The story also contrasts Clarisa’s mother, who tries countless store remedies for the lice, and Clarisa’s grandmother, Estrella, who finally gets rid of the lice problem for good with the application of a home remedy and her advice that her daughter stop making Harrison her responsibility. It’s the story of how Clarisa locates herself in the divide between the two matriarchs. Clarisa is the one who makes that call for her grandmother’s help, despite her mother’s warnings that Estrella cannot know about their lice problem. Toward the end of the story, Clarisa relays that before her grandmother died, she gave Clarisa a book with all her home remedies. Clarisa notes:

For the most part, I stick to over-the-counter remedies. They are cleaner and work faster and come in packages with childproof lids. But every once in a while, when I get a real bad headache and the aspirin isn’t cutting it, I take slices of potatoes and hold them to my temples, hoping the bad will seep out of me.

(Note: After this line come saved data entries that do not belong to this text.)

PR #41428, opened 2025-02-05
Remove a bunch of packages not needed for public images.

mattmoor:


imjasonh (approved):

james-mchugh:
Hi. Out of curiosity, why were these packages removed from Wolfi? Many of these packages are relied on for production systems. Were they removed so they're only accessible behind the CG paywall?

PR #41429, opened 2025-02-05
Fix keyutils-dev

jonjohnsonjr:
There is an absolute symlink that is tripping up melange's SCA when run with bubblewrap.

https://github.com/chainguard-dev/melange/issues/1775


murraybd:
This looks good to me but just to be extra cautious let's wait for somebody's start of day to approve and merge this.

sil2100 (approved):

PR #41491, opened 2025-02-06
s6: usrmerge

dannf:


sil2100 (changes requested):
In general this feels okay, but I think it's not entirely complete. When you look at `s6`, there is also a subpackage `s6-ipcserver` which basically moves some of the /bin binaries from `destdir` to  `subpkgdir`. In this case it would just move the symlinks. So we need to adjust it to copy both `/usr/bin` and `/bin`.

dannf:
Pressing pause while we consider the best path forward.

PR #41493, opened 2025-02-06
net-tools: usrmerge

dannf:


sil2100 (approved):
Ok, at the beginning this was a bit confusing to me, since we only mention usrmerge here. But this is basically usrmerge AND sbin-merge that's happening here (per https://github.com/orgs/wolfi-dev/discussions/40270 ). And with this in mind, all good!

 I think we need to put a bit more context in the PR descriptions.

PR #41510, opened 2025-02-06
Add hydra to pkgs

anushkamittal20:
Fixes: New package

Related: N/A

#### For new package PRs only

#### For new version streams

#### For security-related PRs

#### For version bump PRs

#### For PRs that add patches


hydra.yaml
```diff
@@ -0,0 +1,60 @@
...
+
+pipeline:
+  - uses: git-checkout
+    with:
+      repository: https://github.com/ory/hydra
+      tag: v${{package.version}}
+      expected-commit: ee8c339ddada3a42529c0416897abc32bad03bbb
+
+  - runs: |
+      go install -tags sqlite,json1,hsm \
```
anushkamittal20, line 27: need to change to use pipeline

mritunjaysharma394: any links to thread where the issue of not using the pipeline is discussed?

hydra.yaml
```diff
@@ -0,0 +1,63 @@
...
+  # - uses: go/install
+  #   with:
+  #     package: .
+  #     ldflags: -s -w -X 'github.com/ory/hydra/cmd.Version=${{package.version}}' -X 'github.com/ory/hydra/cmd.Commit=${EXPECTED_COMMIT}' -X 'github.com/ory/hydra/cmd.Date=$(date -u +%Y-%m-%dT%H:%M:%SZ)'
+  #     tags: sqlite,json1,hsm
+  - runs: |
+      go install -tags sqlite,json1,hsm \
+        -ldflags "-s -w \
+        -X github.com/ory/hydra/cmd.Version=${PACKAGE_VERSION} \
+        -X github.com/ory/hydra/cmd.Commit=${EXPECTED_COMMIT} \
```
mritunjaysharma394, line 35: Are these env variables defined somewhere? Example: `${EXPECTED_COMMIT}` and `${PACKAGE_VERSION}`? I think you probably will need this:
 
```suggestion
        -X github.com/ory/hydra/cmd.Version=v${{package.version}} \
        -X github.com/ory/hydra/cmd.Commit=$(git rev-parse HEAD) \
```

mritunjaysharma394 (changes requested):
Thanks for the work on this, just couple of questions and suggestions

hydra.yaml
anushkamittal20: I just realised these flags dont end up doing what I intended for them to do, that is set the version information. Saw same behavious in upstream build so eliminating flags altogether.

mritunjaysharma394: Or probably you were looking for this one? https://github.com/ory/hydra/blob/96d4ffe2cf3c6fce40d968f343088be39f8de165/Makefile#L184
My other question is what was the error that we see if using go pipeline, I suppose the ideal way is to use that and if we can't we should comment on why

mritunjaysharma394:
Possibly only this needs a little addressing https://github.com/wolfi-dev/os/pull/41510#discussion_r1961610094

hydra.yaml
anushkamittal20: THANK YOU FOR POINTING ME TO THAT
the binary doesnt quite get placed/built using the pipeline, let me try once again and add a comment.

hydra.yaml
anushkamittal20: I think I got this this time

anushkamittal20:
I missed that comment @mritunjaysharma394. Now with the last few commits I think I was able to resolve them all. Thank you for nudge in the right direction.

hydra.yaml
```diff
@@ -0,0 +1,56 @@
...
+
+  - uses: go/install
+    with:
+      package: .
+      ldflags: -X 'github.com/ory/hydra/v2/driver/config.Version=$(git describe --abbrev=0 --tags)' -X 'github.com/ory/hydra/v2/driver/config.Date=$(TZ=UTC date -u "+%Y-%m-%dT%H:%M:%SZ")' -X 'github.com/ory/hydra/v2/driver/config.Commit=$(git rev-parse HEAD)'
+      tags: sqlite,json1,hsm
+
+  - runs: |
+      mkdir -p "${{targets.destdir}}/usr/local/bin"
+      cp /home/build/melange-out/${{package.name}}/usr/bin/hydra "${{targets.destdir}}"/usr/local/bin/hydra
```
mritunjaysharma394, line 34: I believe by default we are in the working directory of `/home/build/melange-out/${{package.name}}` so we don't need to add it again, we should do probably something like this:

```suggestion
      cp /usr/bin/hydra "${{targets.destdir}}"/usr/bin/hydra
```

I don't think we should have `local` here too as I don't see them in upstream https://github.com/ory/hydra/blob/96d4ffe2cf3c6fce40d968f343088be39f8de165/.docker/Dockerfile-alpine#L17, any reference from where you got it?

mritunjaysharma394:
Thanks @anushkamittal20 , just some small final suggestions hopefully

hydra.yaml
anushkamittal20: I remember picking it from somewhere, let me find it

hydra.yaml
```diff
@@ -0,0 +1,56 @@
...
+
+update:
+  enabled: true
```
mritunjaysharma394, line 37: We can also have probably ignoring regex pattern for releases that have `-rc` or `-pre` suffix

```bash
  ignore-regex-patterns:
    - rc*
    - pre*
  ```
  
  As it seems from their releases https://github.com/ory/hydra/releases

hydra.yaml
anushkamittal20: cant recall now :(
I have removed that block (default in bin), updated tests and pushed the commit 🤞

mritunjaysharma394 (approved):

mritunjaysharma394:
Thanks for being patient with the reviews, lgtm, great work!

Sierra in the opening story, “Sugar Babies,” is divided, too, though not between two matriarchs; Sierra is divided by two feelings about her mother and about motherhood. Her mother abandoned her and her father a few years earlier, but as much anger and resentment as Sierra feels towards her mother, when her mother returns suddenly, Sierra soon feels herself pulled in by her mother. There’s a heartbreaking scene in which her mother offers to braid her hair, and Sierra pulls away only to then nuzzle close. She says, “I nearly fell asleep in her arms as I held Miranda in my own.” Miranda is the name she and her assigned partner at school have given the bag of sugar they must co-parent. Devastating, too, is the story’s end, what Sierra and the sugar baby’s father, Robbie, do after Miranda dies.

The contrast in “Sisters” is between the aforementioned Great-Auntie Doty and her sister, Tina, who is interested in finding them husbands:

[Doty’s] sister had a thing for Anglos. They made more money, they could live and go anywhere in the city, and Tina believed each of the sisters could end up married to one. After all, they were both light-complected. But Doty felt white men treated her as something less than a full woman, a type of exotic object to display in their homes like a dead animal.

Doty isn’t interested in men or marriage. She’s more interested in the fate of a missing girl, whose face appears on flyers papered across Denver. The man with whom Tina sets Doty up doesn’t kindly accept her disinterest in him, though.

At the end of “Sisters,” a girl asks Doty if people tell her she’s “lucky it wasn’t worse,” and Doty says, “As a matter of fact, no one says anything about it at all.” Of course, Kali Fajardo-Anstine is saying something about it. Her gritty and tender debut gives voice to so many women whose stories are rarely heard, and that’s another way the book’s title functions—to announce upfront whose stories these are.